TASK DESCRIPTION: Report each line of the entries below that includes "above".

(Stored dataset items)

==========

PR #994, opened 2016-06-10
[ZEPPELIN-986] Create publish release script

minahlee:
### What is this PR for?
This PR is to automate release publish to maven repository.
We used to use maven-deploy-plugin and maven-release-plugin for release but somehow it didn't work well with Zeppelin so 0.5.5 and 0.5.6 haven't been published to maven repository.

Publishing release to maven repository will eventually help zeppelin to reduce binary package size by leading users to use Dynamic interpreter loading(#908).
Originally below modules were skipped for maven release
 - all interpreters(except spark)
 - zeppelin-display
 - zeppelin-server 
 - zeppelin-distribution

on the other hand this pr will skip only:
 - zeppelin-distribution

### What type of PR is it?
Infra

### Todos
- [x] Include SparkR/R interpreter in release
- [x] Create common_release.sh to remove build configuration duplication
- [x] Check curl networking failure

### What is the Jira issue?
[ZEPPELIN-986](https://issues.apache.org/jira/browse/ZEPPELIN-986)

### Questions:
* Does this needs documentation? Yes, https://cwiki.apache.org/confluence/display/ZEPPELIN/Preparing+Zeppelin+Release will be updated accordingly once this pr is merged.

### DIFF
--- a/dev/publish_release.sh
+++ b/dev/publish_release.sh
@@ -1,0 +1,149 @@
+#!/bin/bash
+
+#
+# Licensed to the Apache Software Foundation (ASF) under one or more
+# contributor license agreements.  See the NOTICE file distributed with
+# this work for additional information regarding copyright ownership.
+# The ASF licenses this file to You under the Apache License, Version 2.0
+# (the "License"); you may not use this file except in compliance with
+# the License.  You may obtain a copy of the License at
+#
+#    http://www.apache.org/licenses/LICENSE-2.0
+#
+# Unless required by applicable law or agreed to in writing, software
+# distributed under the License is distributed on an "AS IS" BASIS,
+# WITHOUT WARRANTIES OR CONDITIONS OF ANY KIND, either express or implied.
+# See the License for the specific language governing permissions and
+# limitations under the License.
+#
+
+# The script helps publishing release to mavene.
+# You need to specify release version and tag name.
+#
+# Here are some helpful documents for the release.
+# http://www.apache.org/dev/release.html
+# http://www.apache.org/dev/release-publishing
+# http://www.apache.org/dev/release-signing.html
+# http://www.apache.org/dev/publishing-maven-artifacts.html
+
+if [[ -z "${SHASUM}" ]]; then
+  SHASUM="/usr/bin/shasum -a 1"
+fi
+
+if [[ -z "${WORKING_DIR}" ]]; then
+  WORKING_DIR=/tmp/zeppelin-release
+fi
+
+if [ $# -ne 2 ]; then
+  echo "usage) $0 [Release version] [Tag]"
+  echo "   ex. $0 0.6.0 v0.6.0"
+  exit 1
+fi
+
+for var in GPG_PASSPHRASE ASF_USERID ASF_PASSWORD
+do
+  if [[ -z "${!var}" ]]; then
+    echo "You need ${var} variable set"
+    exit 1
+  fi
+done
+
+export MAVEN_OPTS="-Xmx2g -XX:MaxPermSize=512m"
+
+RELEASE_VERSION="${1}"
+GIT_TAG="${2}"
+
+PUBLISH_PROFILES="-Pspark-1.6 -Phadoop-2.4 -Pyarn -Ppyspark -Psparkr -Pr"
+PROJECT_OPTIONS="-pl !zeppelin-server,!zeppelin-distribution"
+NEXUS_STAGING="https://repository.apache.org/service/local/staging"
+NEXUS_PROFILE="153446d1ac37c4"
+
+if [[ -d "${WORKING_DIR}" ]]; then
+  echo "Dir ${WORKING_DIR} already exists"
+  exit 1
+fi
+
+mkdir ${WORKING_DIR}
+
+echo "Cloning the source"
+# clone source
+git clone https://git-wip-us.apache.org/repos/asf/zeppelin.git ${WORKING_DIR}/zeppelin
+
+if [[ $? -ne 0 ]]; then
+  echo "Can not clone source repository"
+  exit 1
+fi
+
+cd ${WORKING_DIR}/zeppelin
+git checkout ${GIT_TAG}
+echo "Checked out ${GIT_TAG}"
+
+# remove unnecessary files
+rm ${WORKING_DIR}/zeppelin/.gitignore
+rm -rf ${WORKING_DIR}/zeppelin/.git
+
+function publish_to_maven() {
+  cd ${WORKING_DIR}/zeppelin
+
+  # Force release version
+  mvn versions:set -DnewVersion=$RELEASE_VERSION
+
+  # Using Nexus API documented here:
+  # https://support.sonatype.com/hc/en-us/articles/213465868-Uploading-to-a-Staging-Repository-via-REST-API
+  echo "Creating Nexus staging repository"
+  repo_request="<promoteRequest><data><description>Apache Zeppelin $RELEASE_VERSION</description></data></promoteRequest>"
+  out=$(curl -X POST -d "$repo_request" -u $ASF_USERID:$ASF_PASSWORD \
+    -H "Content-Type:application/xml" -v \
+    $NEXUS_STAGING/profiles/$NEXUS_PROFILE/start)
+  staged_repo_id=$(echo $out | sed -e "s/.*\(orgapachezeppelin-[0-9]\{4\}\).*/\1/")
+  echo "Created Nexus staging repository: $staged_repo_id"
+
+  tmp_repo=$(mktemp -d /tmp/zeppelin-repo-XXXXX)
+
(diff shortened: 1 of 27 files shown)


Leemoonsoo:
CI failiure is unrelated. Looks good to me

dev/publish_release.sh
```diff
@@ -0,0 +1,149 @@
...
+
+function publish_to_maven() {
+  cd ${WORKING_DIR}/zeppelin
+
+  # Force release version
+  mvn versions:set -DnewVersion=$RELEASE_VERSION
+
+  # Using Nexus API documented here:
+  # https://support.sonatype.com/hc/en-us/articles/213465868-Uploading-to-a-Staging-Repository-via-REST-API
+  echo "Creating Nexus staging repository"
```
bzz: Shall this be extracted to a `function`, how do you think?

dev/publish_release.sh
```diff
@@ -0,0 +1,149 @@
...
+  echo "Creating hash and signature files"
+  for file in $(find . -type f)
+  do
+    echo $GPG_PASSPHRASE | gpg --passphrase-fd 0 --output $file.asc \
+      --detach-sig --armor $file;
+    md5 -q $file > $file.md5
+    $SHASUM $file | cut -f1 -d' ' > $file.sha1
+  done
+
+  nexus_upload=$NEXUS_STAGING/deployByRepositoryId/$staged_repo_id
```
bzz: We might want to follow the [conventions from our styleguide](https://github.com/apache/zeppelin/blob/master/CONTRIBUTING.md#code-convention) in particular on [Quoting](https://google.github.io/styleguide/shell.xml#Quoting) here

bzz:
Looks great, I think there are just few things left:
 - rebased on latest master
 - check that code conforms the [conventions from our style guide](https://github.com/apache/zeppelin/blob/master/CONTRIBUTING.md#code-convention)


@minahlee if we want to remove `maven release plugin`, could you also point to the place that does automate the version switch in POM files (as AFAIK that is the only purpose we used that plugin so far)

dev/publish_release.sh
minahlee: If we make it as function, this function should return value `staged_repo_id` which is not supported in bash. I know there is tricky way to handle it, but not sure how beneficial it would be since this will be used only once in a script. What do you think?

dev/publish_release.sh
```diff
@@ -0,0 +1,146 @@
...
+
+# remove unnecessary files
+rm "${WORKING_DIR}/zeppelin/.gitignore"
+rm -rf "${WORKING_DIR}/zeppelin/.git"
+
+function publish_to_maven() {
+  cd "${WORKING_DIR}/zeppelin"
+
+  # Force release version
+  mvn versions:set -DnewVersion="${RELEASE_VERSION}"
```
minahlee: @bzz this is where pom.xml is changed :)

minahlee:
@bzz Thank you for the review, I handled style in 21ca610. Please let me know if you have any other suggestions :)

dev/publish_release.sh
bzz: Thanks for pointing it out!

echarles:
why spark is not published. is it related to the assembly?

Btw, spark 2 doesn't use assembly any more and favor dependencies in separate jars. See https://issues.apache.org/jira/browse/SPARK-11157 for more details.

dev/publish_release.sh
```diff
@@ -0,0 +1,146 @@
...
+  done
+
+  nexus_upload="${NEXUS_STAGING}/deployByRepositoryId/${staged_repo_id}"
+  echo "Uplading files to ${nexus_upload}"
+  for file in $(find . -type f); do
+    # strip leading ./
+    file_short="$(echo "${file}" | sed -e 's/\.\///')"
+    dest_url="${nexus_upload}/org/apache/zeppelin/$file_short"
+    echo "  Uploading ${file_short}"
+    curl -u "${ASF_USERID}:${ASF_PASSWORD}" --upload-file "${file_short}" "${dest_url}"
```
bzz: As we do not use -e flag for this scripts, shall not we check return of, at least, network-related commands? 

This way we could make sure that if it have failed due to networking reasons, we print to the user meaningful error conditions and let him then re-run the script?

zeppelin-distribution/pom.xml
```diff
@@ -72,24 +72,6 @@
           </descriptors>
         </configuration>
       </plugin>
-
-      <plugin>
-        <!--assembly does all the job here-->
-        <artifactId>maven-dependency-plugin</artifactId>
-        <configuration>
-          <skip>true</skip>
```
bzz: You think it's not required any more?

bzz:
Great, I think if checking error conditions could be added to network-related commands - it would be even more awesome, as this is quite common failure pattern.

Other then that, looks great to me and thank you for automating this.

minahlee:
@echarles I think my description caused confusion. Spark will be included in release since most of Zeppelin user is based on Spark. The modules I wrote in description is skipped modules for publish and Spark always hasn't been skipped from release.

echarles:
Didn't look at the code... just saw in the description (and @minahlee  just confirmed it would be published).

Thinking more about this PR: 
- Why the deploy and release plugins were not working? Using scrips instead of existing plugins is not ideal to me.
- I understand distribution should not be published, but server should be. It contains the repo components that can be used elsewhere. Apart from the fact we could have a separate module for the repo, all components (excpect distribution) should be published. That's a rule of thumb and if we don't follow it, someone is gonna come sooner or later and ask for the missing bits.

bzz:
Thank you for the feedback @echarles !

I think it should be fine to add missing bits, as soon as they are identified and there is somebody with actual use case for it later on. Would you be willing to log it as a JIRA issue?

As person who did release management for Zeppelin before - I had no troubles with release plugin, although calling it multiple times with different arguments, instead of single script was quite error prone.

If a manager for a current release though wants to try another solution and provides a robust one (as in this PR) - it should be fine, especially given that we can always get back to the plugins if desired.

echarles:
Good to hear the release plugin is working fine.

The release manager is responsible for the tools he wants. Fine to me if it is a script or a plugin, but at the end the artifacts must find their way to maven central.

For this PR, is it possible to ensure `zeppelin-server` will be also published?

minahlee:
@echarles 
- This script is written exactly because of the reason that @bzz explained above.

> calling it multiple times with different arguments, instead of single script was quite error prone.

- AFAIK, repo is under zeppelin-zengine module, not zeppelin-server. But if there is any other use case for zeppelin-server other than notebook repo I don't see the reason not to publish. If you come up with other use case, please let me know

echarles:
@minahlee thx for this precision and context.
True, I  just realized after sending the comment that repo is not part of zeppelin-server.
However, I need zeppelin-server in my project (I kind off embed the web and websocket server) - Publishing all artifcats is also in my understanding a common practice. WDYT. Is there any issue you face to publish the server?

minahlee:
@echarles If there are such needs, nothing stops us from publishing it. I will make change accordingly. Thank you for sharing your situation.

bzz:
@minahlee Great! 

I think it should be ready to merge as soon as issues highlighted above 

  a. failing networking `curl` 
  b. build configuration duplication

are addressed

minahlee:
@bzz Sorry for late response, I am working on it and going to push commits by today. Thanks for heads up :)

bzz:
Looks awesome to me, thank you @minahlee !

2 minor things are a bit confusing:
 - the purpose of `dev/publish_release.sh.hehe` file 
 - some artifacts (namely, integration for Geode and Scalding) we publish in maven, but AFAIK they are not part of the convenience binary for the release

  ```
publish: -Pspark-1.6 -Phadoop-2.4 -Pyarn -Ppyspark -Psparkr -Pr -Pgeode -Pscalding
release: -Pspark-1.6 -Phadoop-2.4 -Pyarn -Ppyspark -Psparkr -Pr
  ```

minahlee:
@bzz Thanks for the review. I removed mistakenly pushed file.
I included geode, scalding interpreter in maven publish script so that geode, scalding users can take advantage of #1042. 
To be honest, I don't know why these two interpreters were not included in last release. Can someone explain?

Leemoonsoo:
@minahlee Here's related issues why geode and scalding is not in maven publish script.

Geode - https://issues.apache.org/jira/browse/ZEPPELIN-375
Scalding - https://issues.apache.org/jira/browse/ZEPPELIN-972

Please take a look. To include them, bin_license/LICENSE file need to be updated with their transitive dependencies(geode, scalding interpreter), and remove 3rd party repository (scalding interpreter)

minahlee:
@Leemoonsoo Thanks for pointing it out! I reverted commit of adding geode, scalding

bzz:
Got it, thank for reminding! Let's merge this guy then

minahlee:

==========

WRITTEN RESPONSE:
- This script is written exactly because of the reason that @bzz explained above.
I think it should be ready to merge as soon as issues highlighted above 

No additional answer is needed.